Problem details. Which lines of the entries contain the word "background"? Please list them.

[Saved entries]
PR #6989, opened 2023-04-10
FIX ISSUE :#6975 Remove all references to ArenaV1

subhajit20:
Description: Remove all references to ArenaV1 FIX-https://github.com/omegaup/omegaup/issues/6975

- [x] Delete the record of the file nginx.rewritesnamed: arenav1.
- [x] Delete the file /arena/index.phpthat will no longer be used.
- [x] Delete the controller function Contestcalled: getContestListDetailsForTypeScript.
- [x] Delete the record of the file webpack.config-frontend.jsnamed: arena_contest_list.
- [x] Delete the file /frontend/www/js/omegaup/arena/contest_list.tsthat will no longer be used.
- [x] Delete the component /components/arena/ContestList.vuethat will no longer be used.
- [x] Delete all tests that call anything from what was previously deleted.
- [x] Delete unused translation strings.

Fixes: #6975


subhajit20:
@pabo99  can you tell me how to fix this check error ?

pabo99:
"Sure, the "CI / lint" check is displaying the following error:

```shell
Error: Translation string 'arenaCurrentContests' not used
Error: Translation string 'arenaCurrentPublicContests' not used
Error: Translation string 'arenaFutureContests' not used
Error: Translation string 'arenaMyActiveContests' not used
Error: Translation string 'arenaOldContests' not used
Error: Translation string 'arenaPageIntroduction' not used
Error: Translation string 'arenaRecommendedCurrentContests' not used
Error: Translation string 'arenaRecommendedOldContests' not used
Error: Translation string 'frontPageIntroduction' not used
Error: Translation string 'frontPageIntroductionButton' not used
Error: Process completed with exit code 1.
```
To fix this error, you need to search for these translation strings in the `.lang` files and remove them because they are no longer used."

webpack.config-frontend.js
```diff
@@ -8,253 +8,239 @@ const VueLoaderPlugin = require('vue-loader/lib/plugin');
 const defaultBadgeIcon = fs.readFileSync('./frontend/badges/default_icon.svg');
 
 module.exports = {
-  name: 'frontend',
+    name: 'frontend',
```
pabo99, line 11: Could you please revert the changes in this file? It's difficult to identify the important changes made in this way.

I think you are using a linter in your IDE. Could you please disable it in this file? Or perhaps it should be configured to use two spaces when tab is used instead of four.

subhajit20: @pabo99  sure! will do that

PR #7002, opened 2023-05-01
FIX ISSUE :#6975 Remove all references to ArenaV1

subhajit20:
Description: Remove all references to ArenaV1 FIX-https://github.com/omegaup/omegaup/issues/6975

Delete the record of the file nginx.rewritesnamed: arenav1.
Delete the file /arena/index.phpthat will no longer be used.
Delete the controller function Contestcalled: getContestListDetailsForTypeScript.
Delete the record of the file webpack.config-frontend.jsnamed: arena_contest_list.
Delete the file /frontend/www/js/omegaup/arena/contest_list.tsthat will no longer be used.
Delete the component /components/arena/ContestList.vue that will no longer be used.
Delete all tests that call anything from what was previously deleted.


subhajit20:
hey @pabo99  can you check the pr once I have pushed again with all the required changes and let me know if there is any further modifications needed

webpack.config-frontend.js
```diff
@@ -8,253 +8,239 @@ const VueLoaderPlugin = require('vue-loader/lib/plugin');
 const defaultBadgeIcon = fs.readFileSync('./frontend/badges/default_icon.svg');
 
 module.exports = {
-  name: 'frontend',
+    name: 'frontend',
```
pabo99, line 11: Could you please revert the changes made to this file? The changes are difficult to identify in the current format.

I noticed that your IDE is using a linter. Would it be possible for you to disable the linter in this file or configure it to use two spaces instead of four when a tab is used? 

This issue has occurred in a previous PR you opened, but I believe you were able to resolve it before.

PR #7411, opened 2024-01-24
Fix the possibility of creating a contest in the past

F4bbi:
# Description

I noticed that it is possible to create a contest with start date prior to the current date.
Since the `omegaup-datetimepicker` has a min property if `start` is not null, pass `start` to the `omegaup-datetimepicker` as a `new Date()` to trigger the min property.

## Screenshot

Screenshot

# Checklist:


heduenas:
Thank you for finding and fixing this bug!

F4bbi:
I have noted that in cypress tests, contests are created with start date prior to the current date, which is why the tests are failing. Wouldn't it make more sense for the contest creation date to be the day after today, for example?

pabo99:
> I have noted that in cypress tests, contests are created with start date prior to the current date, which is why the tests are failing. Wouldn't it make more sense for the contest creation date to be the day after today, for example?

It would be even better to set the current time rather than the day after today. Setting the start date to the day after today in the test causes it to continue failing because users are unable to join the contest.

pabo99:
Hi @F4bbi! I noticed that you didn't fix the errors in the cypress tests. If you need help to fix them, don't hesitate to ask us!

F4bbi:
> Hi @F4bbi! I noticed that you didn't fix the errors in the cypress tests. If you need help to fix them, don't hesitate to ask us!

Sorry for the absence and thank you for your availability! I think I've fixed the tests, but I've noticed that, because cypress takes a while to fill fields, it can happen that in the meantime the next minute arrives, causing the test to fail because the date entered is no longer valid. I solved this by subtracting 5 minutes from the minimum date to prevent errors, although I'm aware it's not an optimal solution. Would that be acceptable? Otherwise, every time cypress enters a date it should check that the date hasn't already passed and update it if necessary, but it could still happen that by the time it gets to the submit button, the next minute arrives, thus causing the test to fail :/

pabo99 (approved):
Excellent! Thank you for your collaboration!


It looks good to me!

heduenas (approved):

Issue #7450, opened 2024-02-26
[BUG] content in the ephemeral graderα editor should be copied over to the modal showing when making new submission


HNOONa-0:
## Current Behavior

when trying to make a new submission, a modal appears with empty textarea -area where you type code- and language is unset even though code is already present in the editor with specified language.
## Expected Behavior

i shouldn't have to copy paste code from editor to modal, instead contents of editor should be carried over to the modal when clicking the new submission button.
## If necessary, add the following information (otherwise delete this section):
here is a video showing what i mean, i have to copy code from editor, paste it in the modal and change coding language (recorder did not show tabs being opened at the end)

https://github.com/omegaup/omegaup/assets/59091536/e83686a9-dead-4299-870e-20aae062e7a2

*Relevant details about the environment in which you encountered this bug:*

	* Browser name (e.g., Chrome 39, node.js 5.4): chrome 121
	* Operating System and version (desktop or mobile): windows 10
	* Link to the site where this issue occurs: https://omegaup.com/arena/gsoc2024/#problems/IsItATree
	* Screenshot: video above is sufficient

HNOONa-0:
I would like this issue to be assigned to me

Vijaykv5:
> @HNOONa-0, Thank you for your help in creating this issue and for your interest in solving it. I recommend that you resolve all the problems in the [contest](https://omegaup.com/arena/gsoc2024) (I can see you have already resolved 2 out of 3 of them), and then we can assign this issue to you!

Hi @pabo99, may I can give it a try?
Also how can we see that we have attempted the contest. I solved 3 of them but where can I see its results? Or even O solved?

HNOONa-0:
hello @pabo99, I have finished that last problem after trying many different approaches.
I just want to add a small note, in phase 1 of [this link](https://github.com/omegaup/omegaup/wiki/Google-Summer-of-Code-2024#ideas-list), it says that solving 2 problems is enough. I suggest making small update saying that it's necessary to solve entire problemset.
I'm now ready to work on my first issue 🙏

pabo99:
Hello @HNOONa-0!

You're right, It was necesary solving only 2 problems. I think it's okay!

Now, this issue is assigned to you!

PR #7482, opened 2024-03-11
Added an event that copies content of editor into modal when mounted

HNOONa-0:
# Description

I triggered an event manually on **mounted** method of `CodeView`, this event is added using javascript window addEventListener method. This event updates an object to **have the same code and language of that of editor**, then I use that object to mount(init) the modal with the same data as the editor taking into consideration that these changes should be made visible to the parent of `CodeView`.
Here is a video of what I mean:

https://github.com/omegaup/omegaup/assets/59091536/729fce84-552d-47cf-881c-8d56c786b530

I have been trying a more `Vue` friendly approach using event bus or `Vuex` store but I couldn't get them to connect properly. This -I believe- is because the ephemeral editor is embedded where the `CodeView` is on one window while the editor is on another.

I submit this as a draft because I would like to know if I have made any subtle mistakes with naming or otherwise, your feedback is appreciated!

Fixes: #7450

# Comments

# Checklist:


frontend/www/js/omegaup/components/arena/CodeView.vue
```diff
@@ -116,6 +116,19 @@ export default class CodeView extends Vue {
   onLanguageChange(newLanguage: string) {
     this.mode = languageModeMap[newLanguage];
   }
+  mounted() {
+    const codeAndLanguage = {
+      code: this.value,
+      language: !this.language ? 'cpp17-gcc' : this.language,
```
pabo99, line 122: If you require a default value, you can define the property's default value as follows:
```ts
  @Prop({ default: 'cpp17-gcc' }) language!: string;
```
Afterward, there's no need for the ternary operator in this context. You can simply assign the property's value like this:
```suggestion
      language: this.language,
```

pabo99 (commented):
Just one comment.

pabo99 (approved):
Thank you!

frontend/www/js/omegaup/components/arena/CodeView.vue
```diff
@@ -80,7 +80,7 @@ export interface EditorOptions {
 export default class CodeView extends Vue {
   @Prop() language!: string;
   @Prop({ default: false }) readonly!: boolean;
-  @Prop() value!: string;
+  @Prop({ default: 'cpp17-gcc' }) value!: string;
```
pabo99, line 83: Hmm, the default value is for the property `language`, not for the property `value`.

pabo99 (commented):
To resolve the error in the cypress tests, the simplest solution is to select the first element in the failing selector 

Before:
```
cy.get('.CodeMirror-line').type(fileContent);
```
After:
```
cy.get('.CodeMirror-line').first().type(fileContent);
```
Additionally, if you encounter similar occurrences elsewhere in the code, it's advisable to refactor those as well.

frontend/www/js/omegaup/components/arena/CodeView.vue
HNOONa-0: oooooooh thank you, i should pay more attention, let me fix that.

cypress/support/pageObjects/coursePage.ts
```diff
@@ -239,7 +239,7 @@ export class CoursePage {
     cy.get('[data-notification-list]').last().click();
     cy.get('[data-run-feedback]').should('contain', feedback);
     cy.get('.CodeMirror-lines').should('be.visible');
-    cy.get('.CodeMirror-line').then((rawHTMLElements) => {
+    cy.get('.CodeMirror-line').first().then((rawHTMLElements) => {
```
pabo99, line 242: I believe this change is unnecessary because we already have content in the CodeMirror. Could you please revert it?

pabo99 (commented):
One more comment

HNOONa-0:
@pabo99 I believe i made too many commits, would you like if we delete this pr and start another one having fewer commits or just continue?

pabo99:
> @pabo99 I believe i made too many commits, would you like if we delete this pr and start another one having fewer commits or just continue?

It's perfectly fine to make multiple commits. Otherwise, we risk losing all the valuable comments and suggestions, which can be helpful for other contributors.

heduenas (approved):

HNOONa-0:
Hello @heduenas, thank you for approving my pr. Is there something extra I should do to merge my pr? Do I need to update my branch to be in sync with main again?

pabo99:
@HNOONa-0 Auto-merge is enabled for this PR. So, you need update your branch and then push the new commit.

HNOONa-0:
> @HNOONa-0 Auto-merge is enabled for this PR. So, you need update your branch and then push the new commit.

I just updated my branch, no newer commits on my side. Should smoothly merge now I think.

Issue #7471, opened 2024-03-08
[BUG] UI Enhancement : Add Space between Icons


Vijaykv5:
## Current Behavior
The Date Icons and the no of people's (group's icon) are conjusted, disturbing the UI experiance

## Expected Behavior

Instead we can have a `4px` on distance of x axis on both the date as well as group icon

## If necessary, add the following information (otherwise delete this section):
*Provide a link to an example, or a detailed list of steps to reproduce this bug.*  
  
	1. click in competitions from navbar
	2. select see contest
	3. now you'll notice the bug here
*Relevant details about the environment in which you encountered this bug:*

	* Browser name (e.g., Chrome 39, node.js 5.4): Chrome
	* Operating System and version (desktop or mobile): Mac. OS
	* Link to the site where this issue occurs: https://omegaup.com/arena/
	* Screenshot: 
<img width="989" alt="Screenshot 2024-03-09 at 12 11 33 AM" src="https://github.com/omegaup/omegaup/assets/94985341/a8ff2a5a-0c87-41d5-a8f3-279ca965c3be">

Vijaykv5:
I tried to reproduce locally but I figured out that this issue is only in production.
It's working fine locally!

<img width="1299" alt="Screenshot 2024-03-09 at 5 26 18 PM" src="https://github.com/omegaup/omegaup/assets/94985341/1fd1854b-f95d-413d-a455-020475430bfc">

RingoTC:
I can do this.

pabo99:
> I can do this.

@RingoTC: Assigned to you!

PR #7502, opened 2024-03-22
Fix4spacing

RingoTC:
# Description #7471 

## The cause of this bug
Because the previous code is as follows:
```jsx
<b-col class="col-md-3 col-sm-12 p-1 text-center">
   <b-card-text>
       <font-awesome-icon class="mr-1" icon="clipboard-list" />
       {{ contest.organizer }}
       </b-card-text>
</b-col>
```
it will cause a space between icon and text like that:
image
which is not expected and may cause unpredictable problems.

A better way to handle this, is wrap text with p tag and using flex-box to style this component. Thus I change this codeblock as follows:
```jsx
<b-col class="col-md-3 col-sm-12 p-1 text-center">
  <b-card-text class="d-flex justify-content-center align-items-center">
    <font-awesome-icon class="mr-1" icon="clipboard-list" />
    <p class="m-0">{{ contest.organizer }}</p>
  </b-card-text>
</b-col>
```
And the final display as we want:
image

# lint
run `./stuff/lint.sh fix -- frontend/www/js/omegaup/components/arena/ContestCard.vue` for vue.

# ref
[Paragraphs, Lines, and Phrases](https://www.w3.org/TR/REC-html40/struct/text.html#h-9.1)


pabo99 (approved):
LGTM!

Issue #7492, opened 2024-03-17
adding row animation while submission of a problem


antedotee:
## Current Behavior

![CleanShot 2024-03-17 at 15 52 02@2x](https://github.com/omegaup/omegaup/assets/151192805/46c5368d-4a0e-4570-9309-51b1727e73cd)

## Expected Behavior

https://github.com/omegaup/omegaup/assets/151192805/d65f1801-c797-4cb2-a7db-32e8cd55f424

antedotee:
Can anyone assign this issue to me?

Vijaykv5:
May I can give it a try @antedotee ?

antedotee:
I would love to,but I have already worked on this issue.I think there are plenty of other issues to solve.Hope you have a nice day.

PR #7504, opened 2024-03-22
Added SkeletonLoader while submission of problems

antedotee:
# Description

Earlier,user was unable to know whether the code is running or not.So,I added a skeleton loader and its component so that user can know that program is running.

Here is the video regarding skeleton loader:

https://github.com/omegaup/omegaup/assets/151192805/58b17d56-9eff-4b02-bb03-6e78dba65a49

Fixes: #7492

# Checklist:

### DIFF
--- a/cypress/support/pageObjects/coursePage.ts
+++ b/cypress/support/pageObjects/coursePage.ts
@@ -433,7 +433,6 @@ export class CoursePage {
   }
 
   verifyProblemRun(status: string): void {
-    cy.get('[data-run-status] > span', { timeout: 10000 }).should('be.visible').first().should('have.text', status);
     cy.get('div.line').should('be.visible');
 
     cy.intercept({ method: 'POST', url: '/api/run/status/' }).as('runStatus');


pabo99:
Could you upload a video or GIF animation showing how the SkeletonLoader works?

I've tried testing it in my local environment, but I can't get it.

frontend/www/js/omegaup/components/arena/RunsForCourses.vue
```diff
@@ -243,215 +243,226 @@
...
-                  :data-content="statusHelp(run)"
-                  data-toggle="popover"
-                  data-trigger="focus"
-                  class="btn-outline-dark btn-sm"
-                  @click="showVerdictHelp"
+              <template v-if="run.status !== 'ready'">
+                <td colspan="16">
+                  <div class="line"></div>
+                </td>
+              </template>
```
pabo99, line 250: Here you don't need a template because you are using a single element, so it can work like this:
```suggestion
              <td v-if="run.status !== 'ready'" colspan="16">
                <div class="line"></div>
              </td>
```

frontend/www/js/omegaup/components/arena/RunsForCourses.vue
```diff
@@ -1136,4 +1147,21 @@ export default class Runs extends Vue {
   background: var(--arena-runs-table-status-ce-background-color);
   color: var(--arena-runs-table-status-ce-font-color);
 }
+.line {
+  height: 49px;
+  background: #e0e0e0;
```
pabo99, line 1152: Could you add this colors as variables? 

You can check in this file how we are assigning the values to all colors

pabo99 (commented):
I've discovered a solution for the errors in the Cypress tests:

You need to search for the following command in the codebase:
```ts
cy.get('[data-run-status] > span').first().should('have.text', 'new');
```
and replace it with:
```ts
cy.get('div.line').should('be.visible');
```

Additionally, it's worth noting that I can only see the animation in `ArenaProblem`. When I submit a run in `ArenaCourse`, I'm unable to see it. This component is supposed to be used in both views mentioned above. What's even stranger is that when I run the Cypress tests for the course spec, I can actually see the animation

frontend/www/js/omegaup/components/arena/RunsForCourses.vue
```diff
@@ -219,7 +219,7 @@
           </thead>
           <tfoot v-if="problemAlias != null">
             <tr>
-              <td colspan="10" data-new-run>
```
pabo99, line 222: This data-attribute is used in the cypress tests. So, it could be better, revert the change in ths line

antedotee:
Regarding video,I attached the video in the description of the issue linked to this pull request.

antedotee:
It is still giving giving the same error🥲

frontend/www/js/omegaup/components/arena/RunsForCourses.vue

Your solution.
   background: var(--arena-runs-table-status-ce-background-color);
+  background: #e0e0e0;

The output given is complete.